On the other hand, compensation of the visual field loss might be accomplished by improving the gaze field by training patients to make saccadic eye movements toward the blind hemifield (Zihl, 1995, 1999; Nelles et al., 2001; Roth et al., 2009). Indeed, the fundamental goal of compensatory approaches is to enhance saccadic responses and other oculomotor parameters. In contrast, restoration methods aim at increasing the sensitivity of residual tissue and expanding the visual field itself, by activating residual structures of the damaged visual field to strengthen their neuronal activity and synaptic plasticity. The latter can be accomplished by vision training of areas of residual vision (ARV) or by applying non-invasive brain current stimulation (reviewed by Sabel et al., 2011b). Findings from these studies challenge the prevailing view that post-acute vision loss is both permanent and unchangeable.
Compensatory and restorative approaches have become popular in the last two decades thanks to the continued expansion of findings demonstrating experience-dependent plastic reorganization in the human visual system (Karmarkar and Dan, 2006; Martins Rosa et al., 2013).

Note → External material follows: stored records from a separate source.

PR #3060, opened 2024-06-19
fix(form): dont add whitespace on empty required field labels

lubber-de:
## Description
Followup of #2711

Whenever an empty label was used for a required single field or non-grouped, non-inline fields group, the label was still receiving an extra space to create a default height and did not display the asterisk. The intention of the space character was for empty non required fields to match same height when used inside a fields row.

If one does not want a label at all and does not want to make this field required, you would not render the label at all and wont get additional space then

## Closes
https://github.com/fomantic/Fomantic-UI/pull/2711#issuecomment-2176221081

### DIFF
--- a/src/definitions/collections/form.less
+++ b/src/definitions/collections/form.less
@@ -849,8 +849,8 @@
     }
 }
 
-.ui.ui.ui.ui.form .fields > label:empty::after,
-.ui.ui.ui.ui.form .field > label:empty::after {
+.ui.ui.ui.ui.form .fields:not(.required) > label:empty::after,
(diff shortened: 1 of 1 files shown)


mvorisek:
In my original https://jsfiddle.net/h9ta2wdj/ the space is added for both required/non-required fields with empty label, can you edit the CSS in my repro to show what this change would do? I think the change is not fully enough.

lubber-de:
@mvorisek Thanks for the feedback
I think, i fixed it now
See your adjusted fsfiddle here https://jsfiddle.net/lubber/owayxz3k/22/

Since the pioneering studies in animal models (Wiesel and Hubel, 1965; Gilbert and Wiesel, 1992; Eysel et al., 1999), recent data on humans have revealed several forms of plasticity, such as perceptual learning (Gilbert et al., 2001; Fahle and Poggio, 2002) and long-term adaptation (Webster, 2011), providing evidence that plastic reorganization remains largely functional in the adult human visual system. Notably, early studies revealed that tactile image projections could effectively substitute vision for object recognition, demonstrating cortical plastic reorganization in the visual system of blind individuals, since early studies revealing that tactile image projections could effectively substitute vision for object recognition (Bach-y-Rita et al., 1969). Furthermore, a growing amount of evidence demonstrates improved visual performance and enhanced activation of visual areas using non-invasive human-machine interfaces (i.e., sensory substitution devices), which transform visual information into auditory or tactile representations (Abboud et al., 2014; for a review: Maidenbaum et al., 2014).

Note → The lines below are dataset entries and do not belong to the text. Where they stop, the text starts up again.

Issue #2923, opened 2023-10-09
[form] validation of grouped field shows multiple error messages


hugopeek:
# Bug Report

I noticed that after the 2.9.3 update, grouped fields show a repeating validation error for each field inside the group. This used to be 1 message before.

I tried using the new `errorLimit: 1` setting, but that doesn't seem to work in this case.

## Testcase
https://jsfiddle.net/md9sexog/1/

## Screenshot (if possible)
![image](https://github.com/fomantic/Fomantic-UI/assets/5436121/4f50c6cd-30ba-4a80-9bec-494e2fe67b2c)

## Version

2.9.3

BrianJavier99:
Hello, I hope you don't mind, but I have tried my hand at fixing this issue. Please let me know if it is an acceptable approach.

https://github.com/fomantic/Fomantic-UI/pull/3067

lubber-de:
> Hello, I hope you don't mind, but I have tried my hand at fixing this issue. Please let me know if it is an acceptable approach.
> 
> #3067

Thanks, please see my PR comments

Issue #2797, opened 2023-05-22
[form] `'on': 'blur'` does not clear dropdown field error


mvorisek:
# Bug Report

## Steps to reproduce
1. open https://jsfiddle.net/4jvtch20/
2. click "Save" - an error is added to each field (expected/correct)
3. click "Email" field input, once you focus out of the field, the error for this field is removed
4. click "Dropdown" field input, no click in/out or value change does remove the field error

## Expected result

With `'on': 'blur'` I would expect consistent behaviour, ie. error similarly removed for dropdown as for standard input.

## Version

2.9.2 / latest

mvorisek:
@lubber-de shouldn't the dropdown emit `blur` event as other fields normally does?

lubber-de:
> @lubber-de shouldn't the dropdown emit `blur` event as other fields normally does?

Given your example, the dropdown does not have a validation rule set. And it also does not have a native (non-hidden, non-search) input field to be validated automatically. Thats, why the validator does completely ignore blurring the dropdown.

I'll try to fetch this situation

mvorisek:
In https://github.com/atk4/ui/pull/2052 the issue is described a little better.

We set `on: 'blur'` https://github.com/atk4/ui/blob/4.0.0/src/Form.php#L554 which validates the whole form on blur. For inputs the validation works, but for dropdown it does not.

Currently, custom JS to remove validation errors manually is needed - https://github.com/atk4/ui/pull/2052/files . It works, but I would be happy if this could be addressed in Fomantic UI directly as both components (input, dropdown) are standard Fomantic UI ones.

lubber-de:
Fixed by #3129
See your adjusted jsfiddle here https://jsfiddle.net/lubber/tmhrgz41/1/

mvorisek:
The jsfiddle does not work on my side.

Steps to reproduce:
1. click save
2. errors are set for both fields - expected
3. click input field
4. click somewhere else - error on input field is gone - expected
5. click dropdown field
6. click somewhere else - error on dropdown field is kept - I would expect it gone as well, hence this issue

PR #3067, opened 2024-07-03
fix(form): duplicate error displays on invalid form field value

BrianJavier99:
## Description

Adds a variable `formErrorsTracker` that tracks which field identifiers have already pushed an error prompt in the `formErrors` variable which limits the number of error prompt for every field identifier into 1.

## Test

https://jsfiddle.net/94oer63c/

## Screenshot (if possible)
image

## Closes

#2923

### DIFF
--- a/src/definitions/behaviors/form.js
+++ b/src/definitions/behaviors/form.js
@@ -1398,7 +1398,7 @@
                                                 // Also allow multiple error prompts per field identifier but make sure each prompt is unique
                                                 || !(formErrorsTracker[identifier].includes(fieldError))
                                                 // Limit the number of unique error prompts for every field identifier if specified
-                                                && formErrorsTracker[identifier].length < errorLimit
+                                                && (!errorLimit || formErrorsTracker[identifier].length < errorLimit)
                                             ) {
                                                     fieldErrors.push(fieldError);
                                                     (formErrorsTracker[identifier] = formErrorsTracker[identifier] || []).push(fieldError);
--- a/src/definitions/behaviors/form.js
+++ b/src/definitions/behaviors/form.js
@@ -1394,14 +1394,14 @@
                                         if (!settings.inline) {
                                             if (
                                                 // Always allow the first error prompt for new field identifiers
-                                                !(identifier in formErrorsTracker) 
+                                                (!(identifier in formErrorsTracker)
                                                 // Also allow multiple error prompts per field identifier but make sure each prompt is unique
-                                                || !(formErrorsTracker[identifier].includes(fieldError))
+                                                || !formErrorsTracker[identifier].includes(fieldError))
                                                 // Limit the number of unique error prompts for every field identifier if specified
                                                 && (!errorLimit || formErrorsTracker[identifier].length < errorLimit)
                                             ) {
-                                                    fieldErrors.push(fieldError);
-                                                    (formErrorsTracker[identifier] = formErrorsTracker[identifier] || []).push(fieldError);
+                                                fieldErrors.push(fieldError);
+                                                (formErrorsTracker[identifier] = formErrorsTracker[identifier] || []).push(fieldError);
                                             }
                                         } else {
                                             fieldErrors.push(fieldError);
--- a/src/definitions/behaviors/form.js
+++ b/src/definitions/behaviors/form.js
@@ -949,7 +949,7 @@
                                     $prompt.css('display', 'none');
                                 }
                                 $prompt
-                                    .appendTo($fieldGroup.filter('.error'))
+                                    .appendTo($fieldGroup.filter('.' + className.error))
                                 ;
                             }
                             $prompt
@@ -1396,7 +1396,7 @@
                                                 // Always allow the first error prompt for new field identifiers
                                                 (!(identifier in formErrorsTracker)
                                                 // Also allow multiple error prompts per field identifier but make sure each prompt is unique
-                                                || !formErrorsTracker[identifier].includes(fieldError))
+                                                || !formErrorsTracker[identifier].indexOf(fieldError))
                                                 // Limit the number of unique error prompts for every field identifier if specified
                                                 && (!errorLimit || formErrorsTracker[identifier].length < errorLimit)
                                             ) {
--- a/src/definitions/behaviors/form.js
+++ b/src/definitions/behaviors/form.js
@@ -1398,7 +1398,7 @@
                                                 // Also allow multiple error prompts per field identifier but make sure each prompt is unique
                                                 || formErrorsTracker[identifier].indexOf(fieldError) === -1)
                                                 // Limit the number of unique error prompts for every field identifier if specified
-                                                && (!errorLimit || formErrorsTracker[identifier].length < errorLimit)
+                                                && (!errorLimit || (formErrorsTracker[identifier] || []).length < errorLimit)
                                             ) {
                                                 fieldErrors.push(fieldError);
                                                 (formErrorsTracker[identifier] = formErrorsTracker[identifier] || []).push(fieldError);
--- a/src/definitions/behaviors/form.js
+++ b/src/definitions/behaviors/form.js
@@ -949,7 +949,7 @@
                                     $prompt.css('display', 'none');
                                 }
                                 $prompt
-                                    .appendTo($fieldGroup)
+                                    .appendTo($fieldGroup.filter('.error'))
                                 ;
                             }
                             $prompt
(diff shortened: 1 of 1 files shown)


src/definitions/behaviors/form.js
```diff
@@ -1403,7 +1412,7 @@
                                 settings.onValid.call($field);
                             }
                         } else {
-                            if (showErrors) {
+                            if (showErrors && newIdentifier) {
```
lubber-de, line 1415: See above. The extra check isn't necessary as this "else" branch will only be called when `fieldValid` is false which is already set when at least one element was detected as invalid

src/definitions/behaviors/form.js
```diff
@@ -1356,6 +1358,7 @@
                                 : false,
                             fieldValid  = true,
                             fieldErrors = [],
+                            newIdentifier = false,
```
lubber-de, line 1361: not needed, see below

lubber-de (changes requested):
Thanks, it basically works, but the extra `newIdentifier` check isn't needed. Please see my comments

BrianJavier99:
> Thanks, it basically works, but the extra `newIdentifier` check isn't needed. Please see my comments

Hello @lubber-de, the reason why I added a newIdentifier variable is to avoid an error popping up in the console:
image

When I investigated the root cause, I discovered the cause being the call to `module.add.prompt()` have the `fieldErrors` variable as an argument, which was empty since we now check if the error prompt is a duplicate before pushing it to the `fieldErrors` array.

This means that while nothing will be concatenated to the `formErrors` array, the subsequent lines, `module.add.prompt` and `settings.onInvalid.call`, will still also be called with null or empty arguments and will prompt errors.

However while typing this out, I have thought out of a better implementation, which is to check if the `fieldErrors` array has no content instead.

lubber-de (changes requested):
@BrianJavier99 Thanks for the explanation. Infact i forgot this function is called for each of the radio button fields (and each rule applied to it) as all share the same "name" attribute.
However, this now results into new bugs: 
- The `errorLimit` setting is not working anymore as it now always allows 1 error of a unique field identifier regardless of given rules
- `inline: true` is broken now  and renders empty pointing labels to the remaining fields sharing the same identifier	
  - while just removing the empty ones might be ok for radiogroups, it isnt for other fields like textfields send as array to the server using "name[]" syntax 
  - Also only the last element got the label (with errormessage) now
  - When the form got multiple fields the second time the form gets validated, all same identifier prompts will be shown again

Here is my Testcase (without your changes) https://jsfiddle.net/lubber/2v0e3s4m/4/
for you to apply your code and test.

Without your change and the default "errorLimit:0" all rules are shown.
image

Here is a showcase when i applied your change to my local code showing the issues
1identifieronly

BrianJavier99:
@lubber-de , sorry for the delay. With my recent [commits](https://github.com/fomantic/Fomantic-UI/pull/3067#commits-pushed-3a04945) I have tried addressing the cases that you have specified.

Below are the new behaviors.

Not Inline, error limit 0:
image

Not Inline, error limit 1:
image

Inline, error limit 0:
image

Inline, error limit 1:
image

Please let me know if I have missed any scenario or failed to consider a certain feature/functionality. Thank you.

lubber-de:
Please fix the linting issues 😉

BrianJavier99:
While fixing linting issues, I have encountered some bugs:

A formerly valid field does not display the error prompt once it becomes invalid again:
image

Conversely, a formerly invalid field does not remove the error prompt once it becomes valid again:
image

Will try to fix these issues within this week.

BrianJavier99:
Hello again @lubber-de,

I was only able to get back on this today. It seems that the issue I have previously discovered arose due to the fact that the error prompts are added/removed to the field groups as a whole and it lacks the functionality to iterate on every field with a similar identifier. This issue is unrelated from this issue and is replicable in the develop branch (I have used [your fiddle](https://jsfiddle.net/lubber/2v0e3s4m/4/)).

I propose that we put the issue into another ticket and proceed with the merging of this PR should there be no other concerns anymore.

Please let me know what you think, thanks.

lubber-de (changes requested):
> I propose that we put the issue into another ticket and proceed with the merging of this PR should there be no other concerns anymore.

Agreed. 

Please see my small little comments

src/definitions/behaviors/form.js
```diff
@@ -948,7 +949,7 @@
                                     $prompt.css('display', 'none');
                                 }
                                 $prompt
-                                    .appendTo($fieldGroup)
+                                    .appendTo($fieldGroup.filter('.error'))
```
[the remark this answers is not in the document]
BrianJavier99: Fixed at commit 057659145833867b37231b120c45133fa61703d0

src/definitions/behaviors/form.js
```diff
@@ -1388,7 +1390,22 @@
...
                                     if (invalidFields.length > 0) {
                                         module.debug('Field is invalid', identifier, rule.type);
-                                        fieldErrors.push(module.get.prompt(rule, field));
+                                        var fieldError = module.get.prompt(rule, field);
+                                        if (!settings.inline) {
+                                            if (
+                                                // Always allow the first error prompt for new field identifiers
+                                                (!(identifier in formErrorsTracker)
+                                                // Also allow multiple error prompts per field identifier but make sure each prompt is unique
+                                                || !formErrorsTracker[identifier].includes(fieldError))
```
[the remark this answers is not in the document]
BrianJavier99: Fixed at commit 057659145833867b37231b120c45133fa61703d0

src/definitions/behaviors/form.js
```diff
@@ -1388,7 +1390,22 @@
...
                                     if (invalidFields.length > 0) {
                                         module.debug('Field is invalid', identifier, rule.type);
-                                        fieldErrors.push(module.get.prompt(rule, field));
+                                        var fieldError = module.get.prompt(rule, field);
+                                        if (!settings.inline) {
+                                            if (
+                                                // Always allow the first error prompt for new field identifiers
+                                                (!(identifier in formErrorsTracker)
+                                                // Also allow multiple error prompts per field identifier but make sure each prompt is unique
+                                                || !formErrorsTracker[identifier].indexOf(fieldError))
```
lubber-de, line 1399: This won't work as `indexOf` does not return a boolean value. infact if 0 is returned the fieldError is actually found at position 0
As you want to check if fieldError does not exists in the whole array, check for -1 then
```suggestion
                                                || formErrorsTracker[identifier].indexOf(fieldError) === -1)
```

lubber-de (changes requested):
The indexOf needs some adjustments 😉

src/definitions/behaviors/form.js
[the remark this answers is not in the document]
lubber-de: not completely. See https://github.com/fomantic/Fomantic-UI/pull/3067#discussion_r1685792602

src/definitions/behaviors/form.js
BrianJavier99: Thank you for pointing out my careless mistake, I did not see any problems while testing it out. I do agree that a stricter comparison is safer.

Applied the suggestion under commit [ae3e0ec](https://github.com/fomantic/Fomantic-UI/pull/3067/commits/ae3e0ecfed6706e2bc7bd66e6ab3ac2987c9a7f9).

src/definitions/behaviors/form.js
```diff
@@ -1388,7 +1390,22 @@
...
-                                        fieldErrors.push(module.get.prompt(rule, field));
+                                        var fieldError = module.get.prompt(rule, field);
+                                        if (!settings.inline) {
+                                            if (
+                                                // Always allow the first error prompt for new field identifiers
+                                                (!(identifier in formErrorsTracker)
+                                                // Also allow multiple error prompts per field identifier but make sure each prompt is unique
+                                                || formErrorsTracker[identifier].indexOf(fieldError) === -1)
+                                                // Limit the number of unique error prompts for every field identifier if specified
+                                                && (!errorLimit || formErrorsTracker[identifier].length < errorLimit)
```
lubber-de, line 1401: In case error limit is > 0 and also the identifier wasn't set yet, the .length access triggers 'cannot read .length from undefined'

```suggestion
                                                && (!errorLimit || (formErrorsTracker[identifier] || []).length < errorLimit)
```

lubber-de (changes requested):
Please see my hopefully last comment. You already have a similar  fetch for non existing identifier object key, but it needs to be checked earlier as well

src/definitions/behaviors/form.js
BrianJavier99: Done. See commit db538f5

lubber-de (approved):
LGTM

hugopeek:
@BrianJavier99 @lubber-de Thank you both for the effort :pray:

BrianJavier99:
@

> Hello again @lubber-de,
> 
> I was only able to get back on this today. It seems that the issue I have previously discovered arose due to the fact that the error prompts are added/removed to the field groups as a whole and it lacks the functionality to iterate on every field with a similar identifier. This issue is unrelated from this issue and is replicable in the develop branch (I have used [your fiddle](https://jsfiddle.net/lubber/2v0e3s4m/4/)).
> 
> I propose that we put the issue into another ticket and proceed with the merging of this PR should there be no other concerns anymore.
> 
> Please let me know what you think, thanks.

Hello, 

I have noticed that the issue found here is already in a separate ticket and has a PR already: #2797

Just putting it here for better tracking.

In the present paper, we discuss three main contemporary paradigms of vision rehabilitation: Visual Scanning Training (VST), Audio-Visual Scanning Training (AViST), and Vision Restoration Training (VRT). We will present the rationale which has shaped these paradigms and detail their respective methodologies. We will then report the outcomes of each treatment, drawing upon the body of available literature and criticisms offered by alternative viewpoints. Finally, we will discuss emergent neuroimaging and electroencephalographic data which are beginning to uncover the neural mechanisms underlying these treatment approaches.
How Compensation and Restoration Approaches Differ
The main difference between compensation and restoration is that the former primarily aims to recruit alternative unaffected brain regions that can play a compensatory role in the visual process, whereas the latter relies on the notion that stimulation of areas of partial injury (represented by partially functioning regions of the visual field) might induce synaptic plasticity and thus improvement to lost visual functions. Restoration techniques aim at modifying the visual system itself by lowering the threshold of perception. There has been a vigorous and controversial debate about whether vision restoration is possible at all (Sabel and Trauzettel-Klosinksi, 2005). On the one hand several authors have presented evidence that vision restoration is possible by behavioral training that activates areas with lowered perceptual thresholds or inconsistent light detection (Kasten et al., 1998, 2006; Hyvärinen et al., 2002; Sabel et al., 2004; Sabel and Trauzettel-Klosinksi, 2005; Sahraie et al., 2006; Bouwmeester et al., 2007; Vanni et al., 2010). On the other hand, the fundamental concept of a functional restoration of vision has been vigorously opposed by different authors who argue that compensatory methods are the only way to help HVFD patients (Reinhard et al., 2005; Glisson, 2006; Pelak et al., 2007; Roth et al., 2009). In fact, also approaches such as flicker training (belonging to the field of vision restoration) were reported as ineffective, though the authors failed to apply the stimulation adequately since residual vision was not tested at those positions that were used for flicker training (Roth et al., 2009). During flicker training, stimuli are typically presented deep within the blind field. However, the experimenter failed to ensure the presence of residual vision within the blind field before defining the positions for flicker stimulation. In other studies, flicker training consistently results in increased detection sensitivity even deep within the blind field (Hyvärinen et al., 2002; Sahraie et al., 2006; Vanni et al., 2010). However, as our discussion below shows, compensation and restoration are not mutually exclusive concepts and both are worthy of further study.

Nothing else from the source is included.